(Stored items)
:::::
Issue #4643, opened 2025-06-14
`--allow-empty-message` commit


aidancz:
**Is your feature request related to a problem? Please describe.**
cannot commit without commit message:

![Image](https://github.com/user-attachments/assets/8fd7af6a-987a-4b44-860a-7b1cbc958b23)

**Describe the solution you'd like**
allow empty commit message via

```
git commit --allow-empty-message -m ""
```

**Describe alternatives you've considered**

add custom command like:

https://github.com/jesseduffield/lazygit/wiki/Custom-Commands-Compendium#user-content-add-empty-commit

However, I think it's better to create it by simply pressing Enter in the "commit summary" screen.

**Additional context**
similar feature request: https://github.com/jesseduffield/lazygit/issues/2439

klen:
👍 I'm using a git hook to generate commit message (if empty) with LLM. So for the moment lazygit breaks the ability.

stefanhaller:
Creating a commit with an empty message feels like so much of a rare edge case to me that I wouldn't want to have it behind a keybinding that is as easy to type as `c enter enter`. If anything, it would have to be behind an opt-in config; but I'm also reluctant to add configs that are only used by very few people.

Using a custom command for this feels like an adequate solution to me.

klen:
@stefanhaller Yeah, I agree – it used to be a really rare edge case. But nowadays, as people are realising that LLMs can generate excellent commit messages based on diffs, this is becoming much more common. For example, at this point, around 95% of my commit messages are generated by an LLM, and it works so well that most of the time I just need to quickly confirm them rather than write anything myself. So having the ability to create a commit with an empty message would actually be quite useful for me.

Thanks anyway.

nestor-custodio:
I'll second that this feels like either a "custom command" solution or an opt-in config.

PR #4732, opened 2025-07-13
Fix `--amend` when the commit message is empty

aidancz:
- **PR Description**

When the commit message is empty, the `--amend` command will produce an error.
Solution: Add the `--allow-empty-message` option.


stefanhaller:
This makes sense to me for `AmendHeadCmdObj`, `ResetAuthor`, and `SetAuthor`. If you have a commit whose message is already empty, it should be possible to add file changes to it or reset its author without getting an error. This can be seen as a bug fix.

I am a little less sure about `RewordLastCommit` and `RewordLastCommitInEditor`; this would now allow rewording a commit to make its message empty, which wasn't possible before. To me this would be more of a behavior change than a bug fix.

What's your use case? Why do you want to work with commits with empty messages at all? You didn't give a rationale for this in #4643 either.

aidancz:
I sometimes make commits with an empty message in the following situation:

When a stage of work is completed, but the overall task isn’t finished yet.

The reason is:

After committing, I no longer need to worry about losing changes. An empty commit message stands out clearly in the commit history, reminding me that this is just a partial milestone. Later, I can squash these into a single commit with a proper message.

Regarding the behavior change in LazyGit:

For #4643, the c enter key sequence is very easy to press, but it’s currently underutilized. Having it create a commit with an empty message seems like the most reasonable behavior in that UI context ,after all, Enter means “confirm.” If the user wants to cancel the commit, pressing Esc would be more appropriate.

As for this PR, I believe allowing an empty message during rewording is a reasonable change. Here’s why:
	1.	For RewordLastCommit, the same logic applies: allowing an empty message makes sense in this UI context
	2.	For RewordLastCommitInEditor, it’s possible that some users might delete all content in the editor to cancel the reword. However, I think that’s not a very healthy habit. If many users do operate this way, perhaps a confirmation dialog could be added?
	3.	Even if a user makes a mistake, they can easily understand what happened from the command history and just reword again.
	4.	Finally, if #4643 is updated, this change should be made here as well for consistency.

stefanhaller:
> An empty commit message stands out clearly in the commit history, reminding me that this is just a partial milestone.

I don't understand why it needs to be empty for this. A message such as `-` would also stand out clearly, and wouldn't have the tooling problems you are trying to solve here.

> Having it create a commit with an empty message seems like the most reasonable behavior in that UI context

I disagree with this, as I said in #4643; this has the potential of accidentally creating commits with empty messages, which is something that most people probably don't want to do.

For rewording, it seems less like a problem to me, as you would have to actively delete all text before pressing enter, so this is not something that would happen accidentally. However:

> For RewordLastCommitInEditor, it’s possible that some users might delete all content in the editor to cancel the reword.

Yes, this is actually what I do. It sometimes happens that I accidentally hit shift-r instead of r to rename (confusing this with the branches panel, where it's shift-r for renaming a branch), and then deleting all text and saving seems like the only way to cleanly abort the rename. How else would you do it? Most editors don't have a way to say "quit with an error code".

For this reason I'm strongly against allowing empty messages for `RewordLastCommitInEditor`, and then I would keep `RewordLastCommit` unchanged as well for consistency.

I'm fine with changing the remaining three commands, if you still find that valuable enough. If so, please fix the failing unit tests.

aidancz:
I understand your point of view, this PR has been updated

stefanhaller:
Thanks!

PR #1045, opened 2022-03-10
Catch KeyNotFoundError

i-oden:
The CLI displays `INTERNAL SERVER ERROR` if a unit user does not have access to a specific project and tries to give another user access. This PR returns the specific errors (should only be one atm) and which projects were affected.

To test: 
1. Use the Super Admin account to add a new Unit Personnel
2. Use the new Unit Personnel account to give another user access to a project 

Needs to be used with https://github.com/ScilifelabDataCentre/dds_cli/pull/379, otherwise it will just say that all is well every time. 

- [x] Tests passing
- [x] Black formatting
- [x] Note in the CHANGELOG

### DIFF
--- a/dds_web/api/user.py
+++ b/dds_web/api/user.py
@@ -9,7 +9,6 @@ import os
 import smtplib
 import time
 import datetime
-from tkinter.tix import Tree
 
 # Installed
 import flask


CHANGELOG.md
```diff
@@ -45,3 +45,4 @@ Please add a _short_ line describing the PR you make, if the PR implements a spe
 ## Sprint (2022-03-09 - 2022-03-23)
 
 - Introduce a separate error message if someone tried to add an unit user to projects individually. ([#1039](https://github.com/ScilifelabDataCentre/dds_web/pull/1039))
+- Catch KeyNotFoundError when user tries to give access to a project they themselves do not have access to
```
inaod568, line 48:
```suggestion
- Catch KeyNotFoundError when user tries to give access to a project they themselves do not have access to ([#1045](https://github.com/ScilifelabDataCentre/dds_web/pull/1045))
```

dds_web/api/user.py
```diff
@@ -196,46 +196,52 @@ def invite_user(email, new_user_role, project=None, unit=None):
...
-            if project:
-                share_project_private_key(
-                    from_user=auth.current_user(),
-                    to_another=new_invite,
-                    project=project,
-                    from_user_token=dds_web.security.auth.obtain_current_encrypted_token(),
-                    is_project_owner=new_user_role == "Project Owner",
-                )
+            else:
+                db.session.add(new_invite)
```
MatthiasZepper, line 231: Mind that adding the invite to the Database session now happens inside your `try` statement. If a `KeyNotFoundError` is raised, the invite will not be stored in the database (but the mail was already send before)

dds_web/api/user.py
```diff
@@ -196,46 +196,52 @@ def invite_user(email, new_user_role, project=None, unit=None):
...
+                        from_user_token=dds_web.security.auth.obtain_current_encrypted_token(),
+                        is_project_owner=new_user_role == "Project Owner",
+                    )
+        except ddserr.KeyNotFoundError as keyerr:
+            return {
+                "message": "You do not have access to the specified project.",
+                "status": ddserr.AccessDeniedError.code.value,
+            }
 
         db.session.commit()
```
MatthiasZepper, line 246: Do we need to wrap that also into a try statement for `sqlalchemy.exc.SQLAlchemyError` or `sqlalchemy.exc.IntegrityError`?

MatthiasZepper (changes requested):
Not entirely sure, but I think the logic with the try statements, database actions and mail sending should be refactored slightly.

dds_web/api/user.py
```diff
@@ -196,46 +196,52 @@ def invite_user(email, new_user_role, project=None, unit=None):
...
-                    msg = f"{str(new_invite)} was successful, but specification for {str(project)} dropped. Unit Users have automatic access to projects of their unit."
+        try:
+            # Append invite to unit if applicable
+            if new_invite.role in ["Unit Admin", "Unit Personnel"]:
+                # TODO Change / move this later. This is just so that we can add an initial Unit Admin.
+                if auth.current_user().role == "Super Admin":
+                    if unit:
+                        unit_row = models.Unit.query.filter_by(public_id=unit).one_or_none()
+                        if not unit_row:
+                            raise ddserr.DDSArgumentError(message="Invalid unit publid id.")
```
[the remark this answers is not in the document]
inaod568:
```suggestion
                            raise ddserr.DDSArgumentError(message="Invalid unit publid ID.")
```

dds_web/api/user.py
```diff
@@ -196,46 +196,52 @@ def invite_user(email, new_user_role, project=None, unit=None):
...
-                            to_another=new_invite,
-                            from_user_token=dds_web.security.auth.obtain_current_encrypted_token(),
-                            project=unit_project,
-                        )
-
-                if not project:  # specified project is disregarded for unituser invites
-                    msg = f"{str(new_invite)} was successful."
-                else:
-                    msg = f"{str(new_invite)} was successful, but specification for {str(project)} dropped. Unit Users have automatic access to projects of their unit."
+        try:
```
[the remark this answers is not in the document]
inaod568: > I think the try statement in this part needs to be more granular and split into multiple parts only wrapping the respective share_project_private_key() invocations?
>
>Because if it ever happens that a Unit Admin has not full access to every project of a unit, they now can't invite new Unit Personnel successfully anymore because the try will fail.

True, I'll move the try except to wrap the `share_project_private_key` only.

> Maybe it would be better to include the try statement into share_project_private_key() itself and return True or False as success messages that can be evaluated by the endpoints to generate error messages?

No I don't think we should mess with the share_project_private_key functionality and what it returns. It's good that it raises the key exception, and then we should handle the exception where we need to. Some instances may have different needs.

inaod568:
I need to change the tests. The unit user that's being used does not have a key in the table - that's why the tests are failing.

MatthiasZepper (approved):
Very nice. I like the solution with the `goahead `variable!

inaod568:
I don't understand this https://github.com/ScilifelabDataCentre/dds_web/runs/5512442090?check_suite_focus=true#step:3:667

When I run it myself it works. I'm missing something and I'm not going to be able to figure it out today. If anyone else does, let me know. 🙏🏻

MatthiasZepper:
> I don't understand this https://github.com/ScilifelabDataCentre/dds_web/runs/5512442090?check_suite_focus=true#step:3:667
> 
> When I run it myself it works. I'm missing something and I'm not going to be able to figure it out today. If anyone else does, let me know. 🙏🏻

The unit admin you are trying to invite has the wrong role configured in the JSON: `new_unit_admin = {"email": "new_unit_admin@mailtrap.io", "role": "Super Admin"}`. Therefore the `if new_invite.role in ["Unit Admin", "Unit Personnel"]:` fails and the `DDSArgumentError` is never raised.

However, I don't understand why the test passed locally then?

inaod568:
I've added some more tests so if you could have a look again @MatthiasZepper.
If I could get a review from @talavis too that would be great.

dds_web/api/user.py
```diff
@@ -6,9 +6,12 @@
 
 # Standard library
 import os
+from pyexpat import model
```
talavis, line 9: Auto-import*3?

inaod568, line 9:
```suggestion
```

dds_web/api/user.py
```diff
@@ -6,9 +6,12 @@
...
+from re import T
```
inaod568, line 9:
```suggestion
```

dds_web/api/user.py
```diff
@@ -6,9 +6,12 @@
...
 import smtplib
 import time
 import datetime
+from tkinter.tix import Tree
```
inaod568, line 12:
```suggestion
```

talavis (approved):

MatthiasZepper (approved):

PR #1072, opened 2022-03-21
Update text

### LINKED ISSUE #1071: Change "There is no account with that email. To get an account, you need an invitation."
This should be changed to proceeding anyway and displaying
```
If the email is connected to a user within the DDS, you should receive an email with the password reset instructions. 
```
or something similar

zishanmirza:
This patch updates the text.

Fixes #1071.

- [X] Tests passing
- [X] Black formatting
- [ - ] Note in the CHANGELOG


inaod568 (approved):
Looks good. I think we should consider changing the name of this function at some point since it's now only handling the reset password occurrence. But now since it's not used anywhere else this is ok.

PR #1075, opened 2022-03-22
Add check to delete user

inaod568:
Temporary fix until we implement a way to renew the invites. 
This deletes the invite row if you specify is_invite. 

The "The invite has been deleted" independent of whether or not it exists is deliberate.

Signed-off-by: Ina Odén Österbo <inaod568@users.noreply.github.com>

- [x] Tests passing
- [x] Black formatting
- [x] Note in the CHANGELOG

### DIFF
--- a/dds_web/api/user.py
+++ b/dds_web/api/user.py
@@ -779,14 +779,16 @@ class DeleteUser(flask_restful.Resource):
         try:
             unanswered_invite = user_schemas.UnansweredInvite().load({"email": email})
             if unanswered_invite:
-                if not current_user_role == "Super Admin" or (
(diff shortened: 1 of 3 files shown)


zishanmirza (approved):

dds_web/api/user.py
```diff
@@ -775,6 +786,36 @@ def delete_user(user):
             db.session.rollback()
             raise ddserr.DatabaseError(message=str(err))
 
+    @staticmethod
```
aanil, line 789: Will this function be used by other classes in the future?

inaod568: Yeah that's what I was thinking

PR #1108, opened 2022-03-30
Change to Flask-APScheduler

inaod568:
**It looks like I have changed a lot of files.... I just ran `black .` and this was the result.**
The important parts (where I've actually changed stuff): 
- `scheduled_tasks.py`
- `__init__.py`
- `utils.py`
- `requirements.py`

Change the scheduled tasks to use Flask-Apscheduler instead -- this means that the setup structure is like the migrations, database etc etc. (`init_app(app)`) 
Have also removed the scheduler stuff from the `utils.py` module, and now the scheduled tasks are in a new file, and set up with the help of decorators. 

There may be some more config needed but we'll notice that as we add the tasks. Also, the first task here is just an example and something that @valyo has started on implementing, but since there are more than one that's working on cronjobs etc now, I want to merge this before anyone starts so that it all works. 

The previous solution currently has issues with the app context.

- [ ] Tests passing
- [ ] Black formatting
- [ ] Note in the CHANGELOG

<a href="https://gitpod.io/#https://github.com/ScilifelabDataCentre/dds_web/pull/1108"></a>


inaod568:
Closing this. Look at https://github.com/ScilifelabDataCentre/dds_web/pull/1109 instead

PR #1109, opened 2022-03-30
Flask-Apscheduler

inaod568:
Same as https://github.com/ScilifelabDataCentre/dds_web/pull/1108 without the mess.

- [ ] Tests passing
- [ ] Black formatting
- [ ] Note in the CHANGELOG


valyo (approved):

aanil (approved):
👍

talavis (commented):
I can't get it working in Gunicorn (which is used for production). I have a task that triggers correctly when running via `flask` (standard docker-compose), but it does not trigger when I run in Gunicorn. If we can't get it working in Gunicorn, I do not see a reason to use it at all.

valyo:
> I can't get it working in Gunicorn (which is used for production). I have a task that triggers correctly when running via `flask` (standard docker-compose), but it does not trigger when I run in Gunicorn. If we can't get it working in Gunicorn, I do not see a reason to use it at all.

are you sure that it just doesn't seem that way after Ina's latest commit, which commented out all print/debug statements?

talavis:
> > I can't get it working in Gunicorn (which is used for production). I have a task that triggers correctly when running via `flask` (standard docker-compose), but it does not trigger when I run in Gunicorn. If we can't get it working in Gunicorn, I do not see a reason to use it at all.
> 
> a naive question, but are you sure that it just doesn't seem that way after Ina's latest commit, which commented out all print/debug statements?

```
@scheduler.task("interval", id="print_test", seconds=2, misfire_grace_time=1)
def print_test():
        from datetime import datetime
        with structlog.threadlocal.bound_threadlocal(
            who={"user": "print_test", "role": str(datetime.now())},
            by_whom={"user": "print_test", "role": "scheduler"},
        ):
            action_logger.info("apscheduler print_test")
```
Gives me the following when I start with `flask`:
```
{"who": {"user": "print_test", "role": "2022-03-30 09:29:20.873854"}, "by_whom": {"user": "print_test", "role": "scheduler"}, "event": "apscheduler print_test", "logger": "actions", "level": "info", "timestamp": "2022-03-30T09:29:20.873915Z"}
```
While I only get an empty file if I start with Gunicorn.

requirements.txt
```diff
@@ -19,6 +19,7 @@ email-validator==1.1.3
 factory-boy==3.2.1
 Faker==12.0.0
 Flask==2.0.2
+Flask-APScheduler==1.12.3
```
talavis, line 22:
```suggestion
Flask-APScheduler==1.12.1
```
https://github.com/viniciuschiele/flask-apscheduler/issues/198

Confirmed to work.

talavis (commented):
With our current Gunicorn setup, there will be two schedulers running in parallell, meaning that each task is run twice each timestep. Using my earlier example:
```
{"who": {"user": "print_test", "role": "2022-03-30 10:49:47.573795"}, "by_whom": {"user": "print_test", "role": "scheduler"}, "event": "apscheduler print_test", "logger": "actions", "level": "info", "timestamp": "2022-03-30T10:49:47.573850Z"}
{"who": {"user": "print_test", "role": "2022-03-30 10:49:47.575475"}, "by_whom": {"user": "print_test", "role": "scheduler"}, "event": "apscheduler print_test", "logger": "actions", "level": "info", "timestamp": "2022-03-30T10:49:47.575616Z"}
{"who": {"user": "print_test", "role": "2022-03-30 10:49:49.577357"}, "by_whom": {"user": "print_test", "role": "scheduler"}, "event": "apscheduler print_test", "logger": "actions", "level": "info", "timestamp": "2022-03-30T10:49:49.577386Z"}
{"who": {"user": "print_test", "role": "2022-03-30 10:49:49.580273"}, "by_whom": {"user": "print_test", "role": "scheduler"}, "event": "apscheduler print_test", "logger": "actions", "level": "info", "timestamp": "2022-03-30T10:49:49.580313Z"}
```

talavis (changes requested):
See my suggestion. We need to discuss what to do with the gunicorn setup later.

talavis (approved):

talavis (commented):
It seems that the changes after 1.12.1 fixes the bug we see in our tests. But that fix seems to instead cause the issues in Gunicorn. Yay.

requirements.txt
```diff
@@ -19,6 +19,7 @@ email-validator==1.1.3
 factory-boy==3.2.1
 Faker==12.0.0
 Flask==2.0.2
+Flask-APScheduler==1.12.1
```
talavis, line 22:
```suggestion
Flask-APScheduler==1.12.3
```
Going back to 1.12.3 again. `FLASK_ENV` must be set to `production`; `development` will not work.

PR #1116, opened 2022-03-31
Scheduled job to change status to expired

valyo:
Can probably be done more intelligently but I got an issue with query 
`models.Project.current_deadline <= current_time()`
I can continue trying if/when there's nothing better to do

- [ ] Tests passing
- [ ] Black formatting
- [ ] Note in the CHANGELOG

### DIFF
--- a/dds_web/scheduled_tasks.py
+++ b/dds_web/scheduled_tasks.py
@@ -14,15 +14,12 @@ def set_available_to_expired():
     from dds_web.database import models
     from dds_web.errors import DatabaseError
     from dds_web.api.project import ProjectStatus
-
     from dds_web.utils import current_time, page_query
 
     with scheduler.app.app_context():
 
-        for project in page_query(
-            models.Project.query.filter(models.Project.is_active == 1)
-        ):
-      
+        for project in page_query(models.Project.query.filter(models.Project.is_active == 1)):
+
             if "Available" in project.current_status and project.current_deadline <= current_time():
                 scheduler.app.logger.debug("Handling expiring project")
                 scheduler.app.logger.debug(
--- a/dds_web/scheduled_tasks.py
+++ b/dds_web/scheduled_tasks.py
@@ -1,11 +1,11 @@
 import flask_apscheduler
 import flask
 
-# Apscheduler
+## Apscheduler
 scheduler = flask_apscheduler.APScheduler()
 
 
-@scheduler.task("interval", id="available_to_expired", seconds=50, misfire_grace_time=1)
+@scheduler.task("interval", id="available_to_expired", seconds=5, misfire_grace_time=1)
 def change_status_to_expired():
     # print("Task: Change project status from Available to expired.", flush=True)
     from dds_web.database import models
@@ -14,11 +14,15 @@ def change_status_to_expired():
 
     with scheduler.app.app_context():
         scheduler.app.logger.debug("This means that the app context works!")
-        test = models.ProjectStatuses.query.all()
+        # test = models.Project.query.all()
         # print(test, flush=True)
 
         for project in page_query(
-            models.ProjectStatuses.query.filter(models.ProjectStatuses.deadline >= current_time())
+            # models.ProjectStatuses.query.filter(models.ProjectStatuses.is_active >= current_time())
+            models.Project.query.filter(models.Project.is_active == 1)
         ):
-
-            scheduler.app.logger.debug("Project: %s has stautus %s - Expires: %s", project.project_id, project.status, project.deadline)
+            if "Available" in project.current_status:
+                scheduler.app.logger.debug("Project: %s has status %s - Expires: %s", project.title, project.current_status, project.current_deadline)
+                # scheduler.app.logger.debug(project.id)
+                # scheduler.app.logger.debug(project.current_deadline)
+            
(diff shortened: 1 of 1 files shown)


dds_web/scheduled_tasks.py
```diff
@@ -1,24 +1,56 @@
...
+                            + (
+                                ": Database malfunction."
+                                if isinstance(err, sqlalchemy.exc.OperationalError)
+                                else ": Server Error."
+                            )
+                        ),
+                    ) from err
+                scheduler.app.logger.debug("Project: %s has status Archived now!", project.title)
+            else:
+                scheduler.app.logger.debug("Nothing to do for Project: %s", project.title)
```
inaod568, line 56: Commiting once per project is fine but then you shouldn't raise the exception and instead save a list of the different errors that occurr and then log them after the scheduled task is done. So for example I would add a dict before the for loop(s) `errors = {}` and then in the unit loop `errors[unit.name] = {}`, and then in this except statement I'd do
```
errors[unit.name][project.public_id] = {"message": str(err), alt_message=("Status was not updated" + etc....)}
continue
```
And then after both for loops are finished 
```
for unit, projects in errors.items():
    scheduler.app.logger.error(f"Unit '{unit}' projects encountered issues during expiration process:")
    for project in projects:
        # log the project errors ("message" probably) for each project and note which unit it belongs to
        # or 
```

inaod568 (changes requested):

dds_web/scheduled_tasks.py
valyo: What I noticed from testing with DB down is that the apscheduler is already catching the error when trying to access its own table apscheduler_jobs and raising an error 
`dds_backend     | Error getting due jobs from job store 'default': (pymysql.err.OperationalError) (2003, "Can't connect to MySQL server on 'db' ([Errno -2] Name or service not known)")`

This basically means that the jobs will not be triggered and there won't be errors coming from them. On the other hand DB can go down (or connection can get lost) after the jobs are triggered, which means that we still want to catch and log them.
I am thinking correctly here!

inaod568: I'm not entirely sure I'm following, but do you mean that if the commit for one project fails and therefore raises an exception, the for loop will still continue with the rest of the projects? This is what I meant with my comment, sorry if that wasn't clear. If there is a SQLAlchemyError when commiting one project status change, it could be that there's a problem with exactly that project and none of the others, so then the project status change should continue in the other ones.

valyo: the changes are pushed now, not sure if I've done the error handling properly but let's see

dds_web/scheduled_tasks.py
```diff
@@ -1,24 +1,74 @@
 import flask_apscheduler
 import flask
 
-# Apscheduler
+## Apscheduler
 scheduler = flask_apscheduler.APScheduler()
 
 
+# @scheduler.task("cron", id="available_to_expired", minute=5, hour=2, misfire_grace_time=1)
```
inaod568, line 8: I think we should plan the cron jobs for just after midnight. Multiple cronjobs should be running concurrently. We may need to tweak the queries a bit to block multiple queries happening at the same time for the same row.
```suggestion
# @scheduler.task("cron", id="available_to_expired", hour=0, minute=1, misfire_grace_time=3600)
```

dds_web/scheduled_tasks.py
```diff
@@ -1,24 +1,74 @@
...
+            errors[unit.name] = {}
+
+            days_in_expired = unit.days_in_expired
+
+            for project in page_query(
+                models.Project.query.filter(
+                    sqlalchemy.and_(
+                        models.Project.is_active == 1, models.Project.unit_id == unit.id
+                    )
+                )
```
inaod568, line 35: Same thing here with the blocking
```suggestion
                db.session.query(models.Project).filter(
                    sqlalchemy.and(
                        models.Project.is_active == 1, models.Project.unit_id == unit.id
                    )
                ).with_for_update()
```

dds_web/scheduled_tasks.py
```diff
@@ -1,24 +1,74 @@
...
+            ):
+
+                if (
+                    project.current_status == "Available"
+                    and project.current_deadline >= current_time()
```
inaod568, line 40:
```suggestion
                    and project.current_deadline <= current_time()
```

dds_web/scheduled_tasks.py
```diff
@@ -1,24 +1,74 @@
...
 
     with scheduler.app.app_context():
-        # scheduler.app.logger.debug("This means that the app context works!")
-        test = models.Project.query.all()
-        # print(test, flush=True)
+        expire = ProjectStatus()
+
+        errors = {}
+
+        for unit in models.Unit.query.all():
```
inaod568, line 25: We also need to add a try-except around this for loop so that we can log the error
```
try:
    for unit.... etc and do stuff
except (both operational and sql):
    log the error 
    rollback 
    "raise"
```

dds_web/scheduled_tasks.py
valyo: 👍

dds_web/scheduled_tasks.py
inaod568: We can improve on it later maybe and have it as a decorator or something but just add this now so that we can catch potential query-issues

inaod568 (changes requested):

inaod568 (approved):
Looks good!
:::::
▶ _Exercise instructions_
What is the number of lines in the data above that contain the word "cronjobs"? Report the figure only.

▶ _Answer below_
2